Records provided –
PR #851, opened 2019-12-16
Use selenium containers on services image

marusak:
The old "selenium" image got deprecated.
See https://github.com/cockpit-project/bots/pull/281 for details.


martinpitt:
Firefox fails with this `Error: HTTP method not allowed`. This requires another backport of commit f04103ce2f299d985350d575d1cd8b90b83456a2 . But more realistically, why not just reset the rhel-8.2 branch to master or the upcoming release? We are going to rebase either way, no?

martinpitt:
That said, this backport is already an improvement, so landing.

PR #854, opened 2019-12-17
test: Do not click on `Reuse my password` as it is by default on

marusak:


martinpitt:
We may actually need to conditionalize that for rhel-7 only, or do the test differently to always *check* (not toggle) the checkbox.

PR #855, opened 2019-12-17
test: Run tests by default as admin

marusak:


martinpitt:
Note: This *should* fail until #854 lands.

martinpitt:
Nice, so [this failure](https://209.132.184.41:8493/logs/pull-855-20191217-165454-19b8d587-weldr-cockpit-composer--rhel-8-2-firefox/log.html) is exactly what happens downstream. Setting blocked tag now, as this should land after working out a more general solution for #854.

PR #860, opened 2019-12-26
test: Add retry flaky tests feature

henrywang:


henrywang:
@martinpitt, thanks for review! I agree with you. The purpose of this PR is to save some re-run time, but I don't like the downside just like you said. I'll close this PR.
Anyway, the recent 3 PRs are all one time all green! That means some of flaky issues might be caused by resource I think!

PR #111, opened 2017-08-01
Branding / Orbit should store results in Redis

BPScott:
Previously they were using a local filesystem cache.
Use the same cache pool as service queries.


programmes-developers:

PR #113, opened 2017-08-02
Fixing skip links

votemike:
https://jira.dev.bbc.co.uk/browse/PROGRAMMES-5774

If testing locally, don't forget to run gulp.


programmes-developers:

BjornTwachtmann:
This is the same fix from v2 right? Looks good.

votemike:
It is.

Exercise directions –
Would you mind giving all the records again exactly?

Written solution –
PR #851, opened 2019-12-16
Use selenium containers on services image

marusak:
The old "selenium" image got deprecated.
See https://github.com/cockpit-project/bots/pull/281 for details.


martinpitt:
Firefox fails with this `Error: HTTP method not allowed`. This requires another backport of commit f04103ce2f299d985350d575d1cd8b90b83456a2 . But more realistically, why not just reset the rhel-8.2 branch to master or the upcoming release? We are going to rebase either way, no?

martinpitt:
That said, this backport is already an improvement, so landing.

PR #854, opened 2019-12-17
test: Do not click on `Reuse my password` as it is by default on

marusak:


martinpitt:
We may actually need to conditionalize that for rhel-7 only, or do the test differently to always *check* (not toggle) the checkbox.

PR #855, opened 2019-12-17
test: Run tests by default as admin

marusak:


martinpitt:
Note: This *should* fail until #854 lands.

martinpitt:
Nice, so [this failure](https://209.132.184.41:8493/logs/pull-855-20191217-165454-19b8d587-weldr-cockpit-composer--rhel-8-2-firefox/log.html) is exactly what happens downstream. Setting blocked tag now, as this should land after working out a more general solution for #854.

PR #860, opened 2019-12-26
test: Add retry flaky tests feature

henrywang:


henrywang:
@martinpitt, thanks for review! I agree with you. The purpose of this PR is to save some re-run time, but I don't like the downside just like you said. I'll close this PR.
Anyway, the recent 3 PRs are all one time all green! That means some of flaky issues might be caused by resource I think!

PR #111, opened 2017-08-01
Branding / Orbit should store results in Redis

BPScott:
Previously they were using a local filesystem cache.
Use the same cache pool as service queries.


programmes-developers:

PR #113, opened 2017-08-02
Fixing skip links

votemike:
https://jira.dev.bbc.co.uk/browse/PROGRAMMES-5774

If testing locally, don't forget to run gulp.


programmes-developers:

BjornTwachtmann:
This is the same fix from v2 right? Looks good.

votemike:
It is.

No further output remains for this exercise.